RECORDS FOR PROCESSING =
PR #642, opened 2026-07-31
fix(predicate): resolve _ROW_ID by name, not by its placeholder leaf index

plusplusjiajia:
### Purpose

 _ROW_ID is not a table column, so PredicateBuilder cannot resolve it and callers hand-build the leaf with an index of their own — 0, as the existing test_with_filter_extracts_row_id_ranges does. That index is a placeholder, but Rust binds predicate leaves by index at construction and never rebinds by name, so every
  index-based resolution binds the predicate to whatever field sits at that index. On a table whose first field is a partition key, WHERE _ROW_ID >= 10 pruned partitions by comparing them against row ids; on a primary-key table it was pushed down as a key conjunct and dropped key versions before the merge; a residual
  _ROW_ID != 5 filtered the first user column.

  Java rebinds by name (PredicateRemapper, and rowIdSafeResidualFilter for row ids); pypaimon's _change_index looks the field up by name. Rust was the only implementation with no name-level step.

### Brief change log

  Resolve by name. spec::is_row_id_column is the single definition, and every positional resolution consults it first: the three Predicate index-mapping primitives (which is what keeps a row id off partition keys, bucket keys and PK pushdown), residual mask evaluation, per-file remapping, scan widening, the projected
  field-id set, Parquet/ORC decoder pushdown, stats pruning, and the data-evolution BLOB dependency check. DataEvolutionReader attaches _ROW_ID when a residual needs it but the caller did not project it.

  Row ranges. extract_row_id_ranges returns Some(vec![]) for an empty union rather than None — "matches no rows" and "nothing extracted" are different, and reporting the latter let an enclosing AND skip the subtree and overstate its ranges. Ranges are only a superset, so ranges_represent_conjunct lets a conjunct leave the
  residual only when the ranges stand in for it exactly, and row_ranges_from_filter clears a derived range when its filter is replaced.

  Fail closed. Only data-evolution reads can synthesize _ROW_ID; elsewhere the predicate is unenforceable and every alternative is a silent wrong answer, so reject_row_id_filter rejects it on the read path (not the builder — TableRead is public): primary-key merges, format tables, Vortex's scanless fast path, and the Mosaic
  and Blob readers. This is only for _ROW_ID — it is the only reserved name a predicate references, and the only one with no schema position at all.

### DIFF
--- a/crates/paimon/src/arrow/filtering.rs
+++ b/crates/paimon/src/arrow/filtering.rs
@@ -17,7 +17,7 @@
 
 use crate::arrow::schema_evolution::create_index_mapping;
 pub(crate) use crate::predicate_stats::{predicates_may_match_with_schema, StatsAccessor};
-use crate::spec::{DataField, Predicate, PredicateOperator};
+use crate::spec::{is_row_id_column, DataField, Predicate, PredicateOperator};
 
 /// Remap predicates from table-level indices to file-level indices.
 /// Predicates referencing fields not present in the file are resolved based on
@@ -44,6 +44,12 @@ fn remap_predicate(predicate: &Predicate, mapping: &[Option<usize>]) -> Predicat
             op,
             literals,
         } => {
+            // `_ROW_ID` is not a file column and has no per-file position, so
+            // mapping its placeholder index would collapse the leaf to a
+            // constant. Keep it; the residual resolves it by name.
+            if is_row_id_column(column) {
+                return predicate.clone();
+            }
             match mapping.get(*index).copied().flatten() {
                 Some(file_index) => Predicate::Leaf {
                     column: column.clone(),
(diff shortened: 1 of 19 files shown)


JingsongLi:
`_ROW_ID = ...` predicates targeting non-Data Evolution tables are extracted and removed from the residual; they subsequently become silently ineffective, resulting in the return of all data. This behavior has been reproduced in local tests. A check for Data Evolution should be performed prior to extraction, or the predicates should be retained in the residual and rejected across the board.

plusplusjiajia:
> `_ROW_ID = ...` predicates targeting non-Data Evolution tables are extracted and removed from the residual; they subsequently become silently ineffective, resulting in the return of all data. This behavior has been reproduced in local tests. A check for Data Evolution should be performed prior to extraction, or the predicates should be retained in the residual and rejected across the board.

@JingsongLi  Thanks for catching this — confirmed and fixed in the second commit. _ROW_ID >= 102 returned all four rows of a file at first_row_id = 100. Took your second option. One thing worth your check: I gated on row-tracking.enabled || data-evolution.enabled rather than data evolution alone, since what matters is whether data files record a first_row_id, which row tracking assigns.

JingsongLi (approved):
+1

TASK DIRECTIONS = Your response should hold the lines from the first line of the entries above through the line with "### Purpose", each retyped exactly, and nothing else.

ANSWER SPACE =
PR #642, opened 2026-07-31
fix(predicate): resolve _ROW_ID by name, not by its placeholder leaf index

plusplusjiajia:
### Purpose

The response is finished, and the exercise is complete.